Larry Kudlow, Director of the United States National Economic Council.
Adam Jeffery | CNBC

White House National Economic Council Director Larry Kudlow said Tuesday that he doesn't expect the Federal Reserve to cut interest rates in a "panic" move to protect markets from the impact the coronavirus could take on global manufacturing, exports and consumption.

"I don't expect the Fed — I'm not hearing the Fed's going to make any panic move," Kudlow told CNBC on Tuesday. "Apart from the virus, I have said I wouldn't mind seeing my friends at the Fed be a little bolder in their target rate and their balance sheet. I said that before the virus, that's not related to the virus."

Some investors had suspected as recently as Tuesday that the central bank could lower borrowing costs in an effort to preempt any slowdown the coronavirus could exact on U.S. GDP growth or financial markets. The Fed uses interest rates to pump up or slow down the economy by adjusting the amount everyday Americans and businesses pay to borrow money.

That sentiment flared in Tuesday trading as fears about the coronavirus contagion roiled investors after multiple countries reported a surge of cases over the weekend.

The reports of spreading infection sent the S&P 500 down 3.4% and the Dow Jones Industrial Average down more than 1,000 points on Monday.
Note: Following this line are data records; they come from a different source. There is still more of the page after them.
PR #253, opened 2016-08-30
Restyle to use bootstrap collapsable in debugger

benrudolph:
@wpride @biyeun this makes the debugger somwhat compatible in preview mode. still slightly janky:

screen shot 2016-08-30 at 12 05 34 pm
screen shot 2016-08-30 at 12 05 25 pm
screen shot 2016-08-30 at 12 02 19 pm


benrudolph:
cc: @dannyroberts

PR #256, opened 2016-09-01
Remove logic around presentation group

benrudolph:
@wpride @czue we have this weird branching logic around whether or not a group has a label or not. i can't tell why it was ever used, maybe you guys have more insight? it fixes the issue where TF crashes if repeats don't have labels (much more prevalent now that that's the default)

cc: @dannyroberts

### DIFF
--- a/touchforms/backend/xformplayer.py
+++ b/touchforms/backend/xformplayer.py
@@ -322,11 +322,9 @@ class XFormSession(object):
             evt = self.__parse_event(form_ix)
             evt['relevant'] = relevant
             if evt['type'] == 'sub-group':
-                presentation_group = (evt['caption'] != None)
-                if presentation_group:
-                    siblings.append(evt)
-                    evt['children'] = []
-                form_ix = self._walk(form_ix, evt['children'] if presentation_group else siblings)
+                siblings.append(evt)
+                evt['children'] = []
+                form_ix = self._walk(form_ix, evt['children'])
             elif evt['type'] == 'repeat-juncture':
                 siblings.append(evt)
                 evt['children'] = []


benrudolph:
http://manage.dimagi.com/default.asp?236034

czue:
I have no insight. this is one of the dark and scary places of touchforms I never ventured. probably only drew that knows.

touchforms/backend/xformplayer.py
```diff
@@ -322,11 +322,9 @@ def ix_in_scope(form_ix):
...
             evt['relevant'] = relevant
             if evt['type'] == 'sub-group':
-                presentation_group = (evt['caption'] != None)
-                if presentation_group:
-                    siblings.append(evt)
-                    evt['children'] = []
-                form_ix = self._walk(form_ix, evt['children'] if presentation_group else siblings)
+                siblings.append(evt)
+                evt['children'] = []
+                form_ix = self._walk(form_ix, evt['children'])
```
czue: I stared at this for a while and can't figure out what cases are different and how. do you have a summary? like why you want want to call `self._walk` with `siblings` and whether it's a problem that that no longer happens...

czue:
didn't merge just because i don't understand the change very well, but happy for you to merge if you're confident.

wpride:
@benrudolph Made the corresponding change for formplayer here and confirmed it works in a few cases: https://github.com/dimagi/commcare-core/commit/86c07b082a82bc2470d60596ef527c2a7965562f

touchforms/backend/xformplayer.py
benrudolph: so my impression is that when you call it with "siblings" it changes the structure of the return object to to be a flat list:
 
with presentation group:
```
question1
repeat
  question2
  question3
```

without a presentation group it changes it to a flat list:
```
question1
question2
question3
```
but this breaks TF because the indexes are now off. i have no idea if this was ever working. it's possible that i broke it a long time ago when i refactored TF frontend and it was no longer able to handle that case. groups without labels were probably just extremely rare. either way it seems silly to keep around

benrudolph:
i feel good about this because whenever it executes that code path, it breaks TF so removing it can only be positive (famous last words)

wpride:
once more unto the breach

benrudolph:
when the blast of war blows in our ears,
then imitate the action of the tiger

PR #255, opened 2016-08-31
Revert "Revert "add controls for in-form navigation""

benrudolph:
Reverts dimagi/touchforms#254

@biyeun this is the revert revert

PR #257, opened 2016-09-03
Revert "Revert "Revert "add controls for in-form navigation"""

biyeun:
Reverts dimagi/touchforms#255

@benrudolph ugh i misread the title of the last pr. lol


benrudolph:
haha ok i think we're good now. we should deploy this soon as we're getting errors on prod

Each index notched its worst day since February 2018 as investors worried other nations could see the slowdowns in manufacturing, consumption and exports that have dogged China, the virus's epicenter.

The Dow was on track to fall another 700 points, about 2.5%, on Tuesday and the 10-year Treasury note yield hit an all-time low under 1.32%.
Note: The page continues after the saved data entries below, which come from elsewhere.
PR #263, opened 2016-09-13
assign on_delete explicitly

nickpell:
Get rid of warnings like

```RemovedInDjango20Warning: on_delete will be a required arg for ForeignKey in Django 2.0. Set it to models.CASCADE on models and in existing migrations if you want to maintain the current default behavior. See https://docs.djangoproject.com/en/1.9/ref/models/fields/#django.db.models.ForeignKey.on_delete```

that appear when running django 1.9.  Although it's not needed until django 2.0, I'd just like to see less warnings now.

@sravfeyn @dannyroberts

### DIFF
--- a/touchforms/formplayer/migrations/0001_initial.py
+++ b/touchforms/formplayer/migrations/0001_initial.py
@@ -22,7 +22,7 @@ class Migration(migrations.Migration):
                 ('session_name', models.CharField(max_length=100)),
                 ('created_date', models.DateTimeField(default=datetime.datetime.utcnow)),
                 ('last_activity_date', models.DateTimeField(null=True)),
-                ('user', models.ForeignKey(to=settings.AUTH_USER_MODEL)),
+                ('user', models.ForeignKey(to=settings.AUTH_USER_MODEL, on_delete=models.CASCADE)),
             ],
             options={
             },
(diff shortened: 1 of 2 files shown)

### CODE REVIEW

File: touchforms/formplayer/migrations/0001_initial.py [hunk 1]
```diff
@@ -22,7 +22,7 @@ class Migration(migrations.Migration):
                 ('session_name', models.CharField(max_length=100)),
                 ('created_date', models.DateTimeField(default=datetime.datetime.utcnow)),
                 ('last_activity_date', models.DateTimeField(null=True)),
-                ('user', models.ForeignKey(to=settings.AUTH_USER_MODEL)),
+                ('user', models.ForeignKey(to=settings.AUTH_USER_MODEL, on_delete=models.CASCADE)),
```
sravfeyn: Not sure about the behaviour of passing `on_delete` kwarg, but if it's just to get rid of warnings it might be worth to add a comment here to say so (so that it can reviewed when upgrading to Django 2.0 latter)?

nickpell: The behavior is unchanged, since ```CASCADE``` is the default value for ```on_delete```: https://docs.djangoproject.com/en/1.7/ref/models/fields/#django.db.models.CASCADE

Later when django gets upgraded to 2.0, explicitly setting ```on_delete``` will be required, so this change can stay as is at that time.

sravfeyn: 👍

"Once the virus spread to Italy, Iran, and South Korea, the fixed income market rightfully saw this as a pandemic that has the potential to be far-reaching, pushing economic growth down, and central banks, specifically the Fed, into the fight by lowering interest rates," Kevin Giddis, a rates strategist at Raymond James, told CNBC.

But Kudlow has long parroted President Donald Trump's call for the Fed to impose easier monetary policy, telling CNBC last year that central bank officials should still add stimulus to the economy despite GDP growth at the time of over 3%.

He said in March that the Fed should "immediately" cut interest rates by 50 basis points.

"I am echoing the president's view — he's not been bashful about that view — he would also like the Fed to cease shrinking its balance sheet. And I concur with that view," Kudlow said at the time.

"Looking at some of the indicators — I mean the economy looks fundamentally quite healthy, we just don't want that threat," he added. "There's no inflation out there, so I think the Fed's actions were probably overdone."